Issue #478, opened 2021-12-15
fmt: operate on every kind of JSON file on a track


ee7:
`configlet fmt` currently only operates on Concept Exercise and Practice Exercise `.meta/config.json` files.

It should also operate on the other JSON files:
- [ ] The track `config.json` file
- [ ] Concept `.meta/config.json` files
- [ ] Concept `links.json` files

ee7:
When `fmt` learns to format concept `.meta/config.json` files, I think we'll need to decide between:
- Adding a `--concept` option
- Renaming the `fmt` command's `--exercise` option to `--slug`, which can then be used for formatting an exercise or a concept (although this is probably bad if a concept can have the same name as an exercise).

We can also consider wheter `configlet fmt` should eventually grow some scoping options like `sync`, e.g.:
- `--track`
- `--exercises`
- `--concepts`

With the default of operating on all of them, as sync does.

ErikSchierboom:
I'll take a look at this

PR #772, opened 2023-07-31
fmt: support formatting track config

### LINKED ISSUE #479: tests: add "end-to-end" tests for `fmt`
The initial implementation in 4a88c133fe98 added only the tests in [`tests/test_sync.nim`](https://github.com/exercism/configlet/blob/4a88c133fe98709db4b0112d1f3d2cf96c1fd80e/tests/test_sync.nim).

ErikSchierboom:
- fmt: move all approach and article formatting code to `fmt` dir
- Extract exercises logic
- Fix newlines
- Fix tests import
- fmt(refactor): create separate DocumentKind values for concept and practice exercises
- fmt: support formatting track config

Refs: https://github.com/exercism/configlet/issues/478
Closes: https://github.com/exercism/configlet/issues/479


ee7:
CI failures look similar to https://github.com/exercism/configlet/pull/770#issuecomment-1719284811.

src/types_track_config.nim
```diff
@@ -17,14 +41,20 @@ type
...
     status*: Status
 
   PracticeExercise* = object
     slug*: Slug
+    name*: string
+    uuid*: string
     practices*: HashSet[string]
     prerequisites*: HashSet[string]
+    difficulty*: int
+    topics*: HashSet[string]
```
ee7: I think at least some of the CI failures are because the Nim track has `null` as a `topics` value.

https://github.com/search?q=org%3Aexercism+%22topics%22%3A+null+path%3Aconfig.json&type=code

Needs to be an Option, I think. Or we remove all the null.

tests/test_binary.nim
```diff
@@ -1008,6 +1008,99 @@ proc testsForCompletion(binaryPath: string) =
...
+    fmtUpdate = &"{fmtBase} --update"
+    header = fmt"""
+      Found 0 Concept Exercises and 68 Practice Exercises in {trackDir}/config.json
+      Looking for exercises that lack a formatted '.meta/config.json', '.approaches/config.json'
+      or '.articles/config.json' file...
+      The below paths are relative to '{trackDir}'
+    """.unindent().strip(trailing = true)
+
+  suite "fmt, when the track `config.json` file is not formatted (prints the expected output, and exits with 1)":
+    test "-t foo":
```
ee7:
```suggestion
  suite "fmt, when the track `config.json` file is not formatted":
    test "prints the expected output, and exits with 1":
```

Or whatever.

tests/test_binary.nim
```diff
@@ -1008,6 +1008,99 @@ proc testsForCompletion(binaryPath: string) =
...
+        Not formatted: exercises/practice/space-age/.meta/config.json
+        Not formatted: exercises/practice/spiral-matrix/.meta/config.json
+        Not formatted: exercises/practice/sublist/.meta/config.json
+        Not formatted: exercises/practice/sum-of-multiples/.meta/config.json
+        Not formatted: exercises/practice/triangle/.meta/config.json
+        Not formatted: exercises/practice/twelve-days/.meta/config.json
+        Not formatted: exercises/practice/two-fer/.meta/config.json
+        Not formatted: exercises/practice/word-count/.meta/config.json
+        Not formatted: exercises/practice/yacht/.meta/config.json
+      """.unindent()
```
ee7: Looks like this test fails on Windows. Maybe from line endings. Maybe here.

ee7: Edit: oh, it's because of the dir separators.

tests/test_binary.nim
```diff
@@ -367,7 +367,8 @@ proc testsForSync(binaryPath: static string) =
       +    "example": []
       +  "blurb": "Diffie-Hellman key exchange.",
     """.unindent()
-    let configPath = joinPath("exercises", "practice", "diffie-hellman", ".meta", "config.json")
+    let configPath = joinPath("exercises", "practice", "diffie-hellman",
+        ".meta", "config.json")
```
ErikSchierboom: This was auto-formatted by my Nim plugin in VS Code. I can revert, but it will do this every single time

tests/test_binary.nim
```diff
@@ -1008,6 +1012,285 @@ proc testsForCompletion(binaryPath: string) =
...
+  const formattedTrackDir = testsDir / ".test_nim_track_repo"
+  const unformattedTrackDir = testsDir / ".test_elixir_track_repo"
+
+  # Setup: clone track repo, and checkout a known state (formatted)
+  setupExercismRepo("nim", formattedTrackDir,
+                    "ea91acb3edb6c7bc05dd3b050c0a566be6c3329e") # 2022-01-22
+
+  # Setup: clone track repo, and checkout a known state (unformatted)
+  setupExercismRepo("elixir", unformattedTrackDir,
+                    "07448c4f870c15f8191196a2b01e8bf09708b8ce") # 2022-01-11
```
ErikSchierboom, line 1021: I'm using both the Elixir and Nim repo here, with Nim being the one where all the config files (except the track `config.json` file) are formatted, and Elixir having none of the formatted.

tests/test_binary.nim
ee7: Are you using the nimsaem extension? That's the preferred and more maintained one.

ErikSchierboom: Let me double check!

ErikSchierboom: I am using that extension

ee7: Hmm. Well, I think you should be able to disable the formatting-on-save. Alternatively, you could add something like `--maxLineLen:100` as an argument to nimpretty.

tests/test_binary.nim
```diff
@@ -1008,6 +1012,286 @@ proc testsForCompletion(binaryPath: string) =
...
+
+  suite "fmt, when the track `config.json` file is not formatted":
+    test "prints the expected output, and exits with 1":
+      const expectedOutput = fmt"""
+        {unformattedHeader}
+        Looking for exercises that lack a formatted '.meta/config.json', '.approaches/config.json'
+        or '.articles/config.json' file...
+        The below paths are relative to '{unformattedTrackDir}'
+        Not formatted: config.json
+        Not formatted: exercises/concept/basketball-website/.meta/config.json
```
ee7: Tests still fail on Windows because all these have `\` instead of `/`, like:

```
Not formatted: exercises\concept\basketball-website\.meta\config.json
```

tests/test_binary.nim
```diff
@@ -1008,6 +1012,286 @@ proc testsForCompletion(binaryPath: string) =
...
+      execAndCheck(1, cmd, expectedOutput)
+
+  suite "fmt, for an exercise that is not formatted (prints the expected output, and exits with 1)":
+    test "-e bob":
+      const expectedOutput = fmt"""
+        {unformattedHeader}
+        Looking for exercises that lack a formatted '.meta/config.json', '.approaches/config.json'
+        or '.articles/config.json' file...
+        The below paths are relative to '{unformattedTrackDir}'
+        Not formatted: exercises/practice/bob/.meta/config.json
```
ee7: Same.

tests/test_binary.nim
ee7: Re-stated in https://github.com/exercism/configlet/pull/772#discussion_r1334293663

ee7 (commented):
Remaining windows failure:

```
[Suite] fmt, with --update, without --yes, for an exercise that is formatted (no diff, and exits with 0)
D:\a\configlet\configlet\tests\test_binary.nim(1246, 21): Check failed: exitCode == 0
exitCode was 1
[FAILED] -e bob
```

ErikSchierboom:
> Remaining windows failure:

Weird. Can we output more information?

ee7:
> Weird. Can we output more information?

Yes. Currently it's discarding the command output:

```nim
let exitCode = execCmdEx(&"{fmtUpdateFormatted} --yes -e bob")[1]
```

If you want to debug, you can write something ike:

```nim
let (outp, exitCode) = execCmdEx(&"{fmtUpdateFormatted} --yes -e bob")
echo outp
```

ee7:
With https://github.com/exercism/configlet/pull/772/commits/75c48c9059719e748677b6146926684b6bb01d25 the debug output (https://github.com/exercism/configlet/actions/runs/6274523193/job/17040081783) is:

```text
Found 0 Concept Exercises and 68 Practice Exercises in D:\a\configlet\configlet\tests\.test_nim_track_repo\config.json
Looking for exercises that lack a formatted '.meta/config.json', '.approaches/config.json'
or '.articles/config.json' file...
The below paths are relative to 'D:\a\configlet\configlet\tests\.test_nim_track_repo'
Not formatted: exercises\practice\bob\.meta\config.json
Formatted 1 file
```

ErikSchierboom:
Ah, this is what it looks like on my machine:

```
Found 0 Concept Exercises and 68 Practice Exercises in /home/erik/exercism/configlet/tests/.test_nim_track_repo/config.json
Looking for exercises that lack a formatted '.meta/config.json', '.approaches/config.json'
or '.articles/config.json' file...
The `bob` exercise config is already formatted!
```

It _must_ be newlines, right?

ee7:
> It _must_ be newlines, right?

I guess so.

ErikSchierboom:
All green!

tests/test_binary.nim
```diff
@@ -1008,6 +1008,287 @@ proc testsForCompletion(binaryPath: string) =
...
+        --- exercises/practice/bob/.meta/config.json
+        +++ exercises/practice/bob/.meta/config.json
+        -  "blurb": "Bob is a lackadaisical teenager. In conversation, his responses are very limited.",
+        +  "blurb": "Bob is a lackadaisical teenager. In conversation, his responses are very limited.",
+      """.unindent().replace("\p", "\n")
+      let configPath = "exercises" / "practice" / "bob" / ".meta" / "config.json"
+      let trackDir = unformattedTrackDir
+      testDiffThenRestore(trackDir, expectedDiff, configPath)
+
+  suite "fmt, with --update, without --yes, for an exercise that is formatted (no diff, and exits with 0)":
```
ee7:
```suggestion
  suite "fmt, with --update --yes, for an exercise that is formatted (no diff, and exits with 0)":
```

tests/test_binary.nim
```diff
@@ -1008,6 +1008,287 @@ proc testsForCompletion(binaryPath: string) =
...
+      """.unindent().replace("\p", "\n")
+      execAndCheck(1, &"{fmtBaseUnformatted} -e foo", expectedOutput)
+
+  suite "fmt, with --update, without --yes, for an exercise that is not formatted (no diff, and exits with 1)":
+    test "-e bob":
+      let exitCode = execCmdEx(&"{fmtUpdateUnformatted} -e bob")[1]
+      check exitCode == 1
+      checkNoDiff(unformattedTrackDir)
+
+  suite "fmt, with --update, for an exercise that is not formatted (no diff, and exits with 0)":
```
ee7:
```suggestion
  suite "fmt, with --update, for an exercise that is not formatted (diff, and exits with 0)":
```

tests/test_binary.nim
```diff
@@ -1008,6 +1008,287 @@ proc testsForCompletion(binaryPath: string) =
...
+        -    "typing/static",
+        -    "typing/strong",
+        -    "execution_mode/compiled",
+        -    "platform/windows",
+        -    "platform/mac",
+        +    "platform/mac",
+        +    "platform/windows",
+        +    "typing/static",
+        +    "typing/strong",
+      """.unindent().replace("\p", "\n")
```
ee7, line 1285: For later: maybe we can make `testDiffThenRestore` handle the platform-specific newlines.

tests/test_binary.nim
```diff
@@ -1008,6 +1008,287 @@ proc testsForCompletion(binaryPath: string) =
...
+        +    "execution_mode/compiled",
+        -    "typing/static",
+        -    "typing/strong",
+        -    "execution_mode/compiled",
+        -    "platform/windows",
+        -    "platform/mac",
+        +    "platform/mac",
+        +    "platform/windows",
+        +    "typing/static",
+        +    "typing/strong",
```
ee7, line 1284: For later: improve this diff and others. The test could be stronger than it currently is, because the current diff is removing lines of context.

ee7 (commented):
I've run `configlet fmt` on every track. The only JSON parsing error is:

```text
JSON parsing error:
./config.json(20, 26): Expected } but got . instead.
```

for the (deactivated) clojurescript track [here](https://github.com/exercism/clojurescript/blob/3bbaf7e8cbb08ba000ccd351b93b5dd25c13f4f7/config.json#L20).

ee7 (commented):
`fmt -uy` makes this change to a track `config.json`: 

```diff
   "exercises": {
-    "concept": [],
     "practice": [
```

and:

```diff
-  "concepts": [],
```

I'm fine with that, because e.g. `configlet fmt -uy` already removes an empty `contributors`. OK with you? There isn't test coverage for this case, because the Nim and Elixir tracks lack such empty arrays.

ee7:
And [this](https://github.com/exercism/elixir/blob/2e344ce5196eb7991fe2158da25170a61ef1130e/config.json#L693) key/value pair doesn't do anything, right?

Edit: see https://github.com/exercism/elixir/pull/827

> - For the automated reordering, I'm using `jq` because Elixir JSON parsers all parse objects into maps, losing key order information, and thus producing very bad git diffs when encoding the file again.
> - To ensure that hello-world is always first, I added a custom `order` field to that exercise only. It will be used before `slug`

We don't want to support custom key/value pairs in either a track-level or exercise-level `config.json` file, right?

ee7 (approved):
LGTM - as far as I can tell, it produces correct results in my testing. Aside: one of the main things that stood out was that the Rust track had *concept* exercises [with `difficulty`](https://github.com/exercism/rust/blob/5ee312deca68291989b8ef0ee10ee9abc311e3ba/config.json#L42).

IIRC we should be able to refactor the serialization code later to use jsony's `dumpHook`.

Happy for me to merge?

ee7:
And I think we can say that this closes https://github.com/exercism/configlet/issues/479. We can improve the coverage and make things stricter later.

ErikSchierboom:
> I'm fine with that, because e.g. configlet fmt -uy already removes an empty contributors. OK with you? There isn't test coverage for this case, because the Nim and Elixir tracks lack such empty arrays.

Yep, that's fine with me!

> And [this](https://github.com/exercism/elixir/blob/2e344ce5196eb7991fe2158da25170a61ef1130e/config.json#L693) key/value pair doesn't do anything, right?
> Edit: see https://github.com/exercism/elixir/pull/827
> 
> For the automated reordering, I'm using jq because Elixir JSON parsers all parse objects into maps, losing key order information, and thus producing very bad git diffs when encoding the file again.
To ensure that hello-world is always first, I added a custom order field to that exercise only. It will be used before slug
We don't want to support custom key/value pairs in either a track-level or exercise-level config.json file, right?

> For the automated reordering, I'm using jq because Elixir JSON parsers all parse objects into maps, losing key order information, and thus producing very bad git diffs when encoding the file again.

I don't entirely understand this, because the exercises are an array in the source. I think we'll have to work with the Elixir people to figure out an alternative approach.

> LGTM - as far as I can tell, it produces correct results in my testing. Aside: one of the main things that stood out was that the Rust track had concept exercises [with difficulty](https://github.com/exercism/rust/blob/5ee312deca68291989b8ef0ee10ee9abc311e3ba/config.json#L42).

Yeah, that's just wrong (although nothing fails) :)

Your objective - Scan the preceding listing for lines that contain the word "level". Give only how many there are.

Response box - 2